DeepSeek R1 on AWS EC2 Setup

Quick answerTo run DeepSeek R1 on EC2, choose a GPU instance, install compatible NVIDIA drivers, run the model through Ollama, expose it behind Nginx, and connect TypingMind to the private endpoint.

If you’re aiming to set up DeepSeek R1 on an EC2 instance, leveraging the Nvidia GPU drivers for high-performance computing, this guide will walk you through the entire process, from EC2 configuration to TypingMind integration.

Step 1: EC2 Configuration

Select an Appropriate AMI Use the Deep Learning Base OSS Nvidia Driver GPU AMI (Ubuntu 22.04). This AMI comes pre-installed with Nvidia drivers, reducing setup time and ensuring compatibility with GPU-optimized workloads.
Choose EC2 Instance Type The memory requirements for DeepSeek R1 vary significantly depending on your use case:

Setting Up EC2 for DeepSeek R1 with Nvidia Drivers and TypingMind Integration

Minimum: 1.1GB of memory
Maximum: 404GB of memory Select an instance type that meets your specific model requirements, such as g4dn.xlarge for basic GPU workloads or p4d.24xlarge for memory-intensive tasks. I choosed g4dn.xlarge

Step 2: Installing Ollama and DeepSeek

Update System Packages

sudo apt update

Install Ollama Ollama is required to run DeepSeek models.

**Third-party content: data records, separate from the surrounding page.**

Issue #154, opened 2020-01-07
add a profiling endpoint


mostynb:
I would like to have a profiling endpoint available, but disabled by default.

eg: if `--profile_port` is specified (with a unique+available port number), then start a new localhost http server with DefaultServeMux and the net/http/pprof URLs available. Otherwise, we do not start this server.

For this to work with docker, we can't listen on 127.0.0.1 (since we can't reach 127.0.0.1 inside the container from outside), so we could use another new flag, `--profile_host` which defaults to 127.0.0.1.

PR #155, opened 2020-01-08
add an optional http profiling endpoint

mostynb:
If --profile_port is specified (as a positive integer), then start a
http server on that port for runtime profiling data.

The host part of the address defaults to 127.0.0.1, and can be set
with the --profile_host flag. This is needed if you want to access
the profiling URLs from bazel-remote running inside docker.

Implements #154.

### DIFF
--- a/BUILD.bazel
+++ b/BUILD.bazel
@@ -56,6 +56,12 @@ container_image(
         "/app/bazel-remote-base.binary",
         "--port=8080",
         "--dir=/data",
+
+        # Listen on all addresses, not just 127.0.0.1, so this can
+        # be reached from outside the container (with a -p mapping).
+        "--profile_host=",
+        # Specify a port to enable the profiling http server.
+        "--profile_port=6060",
     ],
     ports = ["8080"],
     visibility = ["//visibility:public"],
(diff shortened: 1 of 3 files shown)


BUILD.bazel
```diff
@@ -56,6 +56,11 @@ container_image(
         "/app/bazel-remote-base.binary",
         "--port=8080",
         "--dir=/data",
+
+        # This defaults to 127.0.0.1 which is inaccessible outside the container.
+        "--profile_host=",
+        # This is disabled by default.
+        "--profile_port=6060",
```
buchgr: I am not sure I understand the comment "This is disabled by default". It looks enabled to me?

mostynb: Updated the comments.

The (separate) http server with pprof endpoints is only started if --profile_port is specified.

buchgr: Thanks! Do you mind updating the README.md to also mention the necessity to add a -p mapping if one wants to access the profiling endpoint?

mostynb: Thanks- I forgot that. Pushed a fix. There are some other help text changes from the urfave/cli upgrade, added the non-profiling changes in a second commit.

Install it by running:

sudo apt update
curl -fsSL https://ollama.com/install.sh | sh

Run DeepSeek R1 Use the following command to start the DeepSeek R1 model (replace 14b with the desired model version):

ollama run deepseek-r1:14b

Verify Local API To confirm that the model is running, execute:

curl http://localhost:11434/v1/models

Expected response:

{
    "object": "list",
    "data": [
        {"id": "deepseek-r1:14b", "object": "model", "created": 1737748240, "owned_by": "library"}
    ]
}

Step 3: Setting Up Nginx as a Reverse Proxy

Install Nginx

sudo apt install nginx

Allow HTTP Traffic

sudo ufw allow 'Nginx HTTP'

Edit Nginx Configuration Navigate to the configuration file:

cd /etc/nginx/sites-available
sudo vi default

Add the following configuration:

server {
    listen 80;

    location / {
        proxy_pass http://localhost:11434;
        proxy_set_header Host localhost:11434;

        # Handle CORS preflight requests
        if ($request_method = OPTIONS) {
            add_header Access-Control-Allow-Origin *;
            add_header Access-Control-Allow-Methods *;
            add_header Access-Control-Allow-Headers "Content-Type, Authorization";
            add_header Access-Control-Max-Age 3600;
            return 200;
        }

        # Set CORS headers for all other responses
        add_header Access-Control-Allow-Origin *;
        add_header Access-Control-Allow-Methods *;
        add_header Access-Control-Allow-Headers "Content-Type, Authorization";

        proxy_set_header Origin "";
        proxy_set_header Referer "";
    }
}

Restart Nginx

sudo systemctl restart nginx

Step 4: Configuring TypingMind Integration

Setup DNS Record To ensure TypingMind works seamlessly, create an A record in your DNS settings, pointing deepseek.yourdomain.com to your EC2 instance’s public IP. This step resolves potential CORS issues that occur when using an IP address directly.
Verify Integration Add the DeepSeek R1 model to TypingMind using the DNS name (deepseek.yourdomain.com) as the endpoint.From this point forward, you can enjoy using TypingMind with your custom DeepSeek server, leveraging the power of Nvidia GPUs for high-performance machine learning tasks.

From now on you can use TypingMind with own deepseek server.